(Stored data)
----------
PR #95, opened 2015-09-27
divide gulp tasks

jerryorta-dev:
This pr is something to consider for scalability. While it may be overkill in the current state of this seed project, it would be helpful when developers use this seed and start to add their own workflow.


mgechev:
Hey @jerryorta-dev. Looks great to me! Would you change the indentation to 2 spaces in order to be consistent?

//cc @ludohenin what are your thoughts?

ludohenin:
yeah, looks great!

PR #104, opened 2015-10-03
Adding gulp-less plugin task

abhishek-agashe:


mgechev:
Hey @abhishek-agashe it looks cool but we're trying to keep the seed project as minimalistic as possible, we don't want to make it opinionated about technologies to be used inside the project.

PR #107, opened 2015-10-03
Added missing semicolon

tarlepp:


ludohenin:
Yeah. That why I think we need a linter :)

tarlepp:
Yeah, I'll try to make gulp task for that.

Issue #102, opened 2015-10-02
Add tslint to the build workflow


ludohenin:

tarlepp:
Hmm, this one is solved - right?

ludohenin:
yep, you're right.

ludohenin:
Solved here #109

PR #109, opened 2015-10-03
Added js and ts linter tasks

tarlepp:


tarlepp:
Related to #107

tarlepp:
This solves #102

ludohenin:
Thanks @tarlepp, my first comments:
* I'm not fan of the option `sort-object-literal-keys` (looks better as it was before)
* for file names I'd prefer something like `tslint.dev.js` & `jshint.dev.js`
* not sure if `build.assets.dev` task is the appropriate one to lint the code (will check that)

//cc @mgechev any comments?

tarlepp:
I'll wait comments from @mgechev and after that I'll make necessary changes to PR.

mgechev:
I see the linting as task part of the `build.dev` task.

I also think, we should open a separate issue for discussions around the rules inside `tslint.json`

tarlepp:
rgr, I'll make necessary changes to this PR asap

tarlepp:
Okay, now I think all is done as you like.

tslint.json
```diff
@@ -0,0 +1,63 @@
+{
+  "rules": {
+    "class-name": true,
+    "comment-format": [true, "check-lowercase", "check-space"],
```
mgechev: Not sure if `check-lowercase` is not too restrictive.
What `true` stands for?

tslint.json
```diff
@@ -0,0 +1,63 @@
...
+    "curly": true,
+    "eofline": true,
+    "forin": true,
```
mgechev: There's a practice of omitting the `if` statement because of [performance reasons](https://jsperf.com/hasownproperty-vs-in-vs-undefined/12). I'm not sure if we're not getting to opinionated with this one.

tslint.json
```diff
@@ -0,0 +1,63 @@
...
+    "label-position": true,
+    "label-undefined": true,
+    "max-line-length": [true, 140],
+    "member-ordering": [true,
+      "public-before-private",
+      "static-before-instance",
+      "variables-before-functions"
+    ],
+    "no-arg": true,
+    "no-bitwise": true,
```
mgechev: Not completely sure on this either.

tslint.json
```diff
@@ -0,0 +1,63 @@
...
+    "no-console": [true,
```
mgechev: Why would we want to forbid access to these methods?

tslint.json
```diff
@@ -0,0 +1,63 @@
...
+      "debug",
+      "info",
+      "time",
+      "timeEnd",
+      "trace"
+    ],
+    "no-construct": true,
+    "no-debugger": true,
```
mgechev: Same here, this is dev environment so access to `debugger` makes sense.
May be we can create two separate `tslint` config files when we create a production build (once ng2 is officially released).

tslint.json
```diff
@@ -0,0 +1,63 @@
...
+    "no-use-before-declare": true,
+    "no-var-keyword": true,
+    "one-line": [true,
+      "check-open-brace",
+      "check-catch",
+      "check-else",
+      "check-whitespace"
+    ],
+    "quotemark": [true, "single"],
+    "radix": true,
```
mgechev: Not sure if this is necessary given the target browsers will be IE9 and newer.

tslint.json
```diff
@@ -0,0 +1,63 @@
...
+    "semicolon": true,
+    "sort-object-literal-keys": false,
+    "triple-equals": [true, "allow-null-check"],
```
mgechev: What `allow-null-check` does?

tarlepp:
Hmm, do I make those changes on this PR or do we continue this on #113 ?

tslint.json
ludohenin: it allows `myVar == null` but not `myVar == somevalue` (`myVar === someValue` would be expected)

mgechev:
Yeah, lets wait a bit for comments by @ludohenin and @NathanWalker. You can commit here, squash the commits to a single one and I'll merge.

tarlepp:
I changed ```tslint.json``` to match @mgechev proposal from #113

NathanWalker:
I am slammed this week and haven't had a chance to review fully but I agree
with @mgechev proposal from #113, as long as not too restrictive. +1
Thanks for the contribution!

mgechev:
@tarlepp awesome! I'm merging your PR!

PR #111, opened 2015-10-03
component specific css example

abhishek-agashe:
Adding related CSS inside of component folder, that way all assets required by component can stay at same level.


mgechev:
Thanks for the PR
----------
Retype every entry above, word for word.

• EXPECTED ANSWER:
PR #95, opened 2015-09-27
divide gulp tasks

jerryorta-dev:
This pr is something to consider for scalability. While it may be overkill in the current state of this seed project, it would be helpful when developers use this seed and start to add their own workflow.


mgechev:
Hey @jerryorta-dev. Looks great to me! Would you change the indentation to 2 spaces in order to be consistent?

//cc @ludohenin what are your thoughts?

ludohenin:
yeah, looks great!

PR #104, opened 2015-10-03
Adding gulp-less plugin task

abhishek-agashe:


mgechev:
Hey @abhishek-agashe it looks cool but we're trying to keep the seed project as minimalistic as possible, we don't want to make it opinionated about technologies to be used inside the project.

PR #107, opened 2015-10-03
Added missing semicolon

tarlepp:


ludohenin:
Yeah. That why I think we need a linter :)

tarlepp:
Yeah, I'll try to make gulp task for that.

Issue #102, opened 2015-10-02
Add tslint to the build workflow


ludohenin:

tarlepp:
Hmm, this one is solved - right?

ludohenin:
yep, you're right.

ludohenin:
Solved here #109

PR #109, opened 2015-10-03
Added js and ts linter tasks

tarlepp:


tarlepp:
Related to #107

tarlepp:
This solves #102

ludohenin:
Thanks @tarlepp, my first comments:
* I'm not fan of the option `sort-object-literal-keys` (looks better as it was before)
* for file names I'd prefer something like `tslint.dev.js` & `jshint.dev.js`
* not sure if `build.assets.dev` task is the appropriate one to lint the code (will check that)

//cc @mgechev any comments?

tarlepp:
I'll wait comments from @mgechev and after that I'll make necessary changes to PR.

mgechev:
I see the linting as task part of the `build.dev` task.

I also think, we should open a separate issue for discussions around the rules inside `tslint.json`

tarlepp:
rgr, I'll make necessary changes to this PR asap

tarlepp:
Okay, now I think all is done as you like.

tslint.json
```diff
@@ -0,0 +1,63 @@
+{
+  "rules": {
+    "class-name": true,
+    "comment-format": [true, "check-lowercase", "check-space"],
```
mgechev: Not sure if `check-lowercase` is not too restrictive.
What `true` stands for?

tslint.json
```diff
@@ -0,0 +1,63 @@
...
+    "curly": true,
+    "eofline": true,
+    "forin": true,
```
mgechev: There's a practice of omitting the `if` statement because of [performance reasons](https://jsperf.com/hasownproperty-vs-in-vs-undefined/12). I'm not sure if we're not getting to opinionated with this one.

tslint.json
```diff
@@ -0,0 +1,63 @@
...
+    "label-position": true,
+    "label-undefined": true,
+    "max-line-length": [true, 140],
+    "member-ordering": [true,
+      "public-before-private",
+      "static-before-instance",
+      "variables-before-functions"
+    ],
+    "no-arg": true,
+    "no-bitwise": true,
```
mgechev: Not completely sure on this either.

tslint.json
```diff
@@ -0,0 +1,63 @@
...
+    "no-console": [true,
```
mgechev: Why would we want to forbid access to these methods?

tslint.json
```diff
@@ -0,0 +1,63 @@
...
+      "debug",
+      "info",
+      "time",
+      "timeEnd",
+      "trace"
+    ],
+    "no-construct": true,
+    "no-debugger": true,
```
mgechev: Same here, this is dev environment so access to `debugger` makes sense.
May be we can create two separate `tslint` config files when we create a production build (once ng2 is officially released).

tslint.json
```diff
@@ -0,0 +1,63 @@
...
+    "no-use-before-declare": true,
+    "no-var-keyword": true,
+    "one-line": [true,
+      "check-open-brace",
+      "check-catch",
+      "check-else",
+      "check-whitespace"
+    ],
+    "quotemark": [true, "single"],
+    "radix": true,
```
mgechev: Not sure if this is necessary given the target browsers will be IE9 and newer.

tslint.json
```diff
@@ -0,0 +1,63 @@
...
+    "semicolon": true,
+    "sort-object-literal-keys": false,
+    "triple-equals": [true, "allow-null-check"],
```
mgechev: What `allow-null-check` does?

tarlepp:
Hmm, do I make those changes on this PR or do we continue this on #113 ?

tslint.json
ludohenin: it allows `myVar == null` but not `myVar == somevalue` (`myVar === someValue` would be expected)

mgechev:
Yeah, lets wait a bit for comments by @ludohenin and @NathanWalker. You can commit here, squash the commits to a single one and I'll merge.

tarlepp:
I changed ```tslint.json``` to match @mgechev proposal from #113

NathanWalker:
I am slammed this week and haven't had a chance to review fully but I agree
with @mgechev proposal from #113, as long as not too restrictive. +1
Thanks for the contribution!

mgechev:
@tarlepp awesome! I'm merging your PR!

PR #111, opened 2015-10-03
component specific css example

abhishek-agashe:
Adding related CSS inside of component folder, that way all assets required by component can stay at same level.


mgechev:
Thanks for the PR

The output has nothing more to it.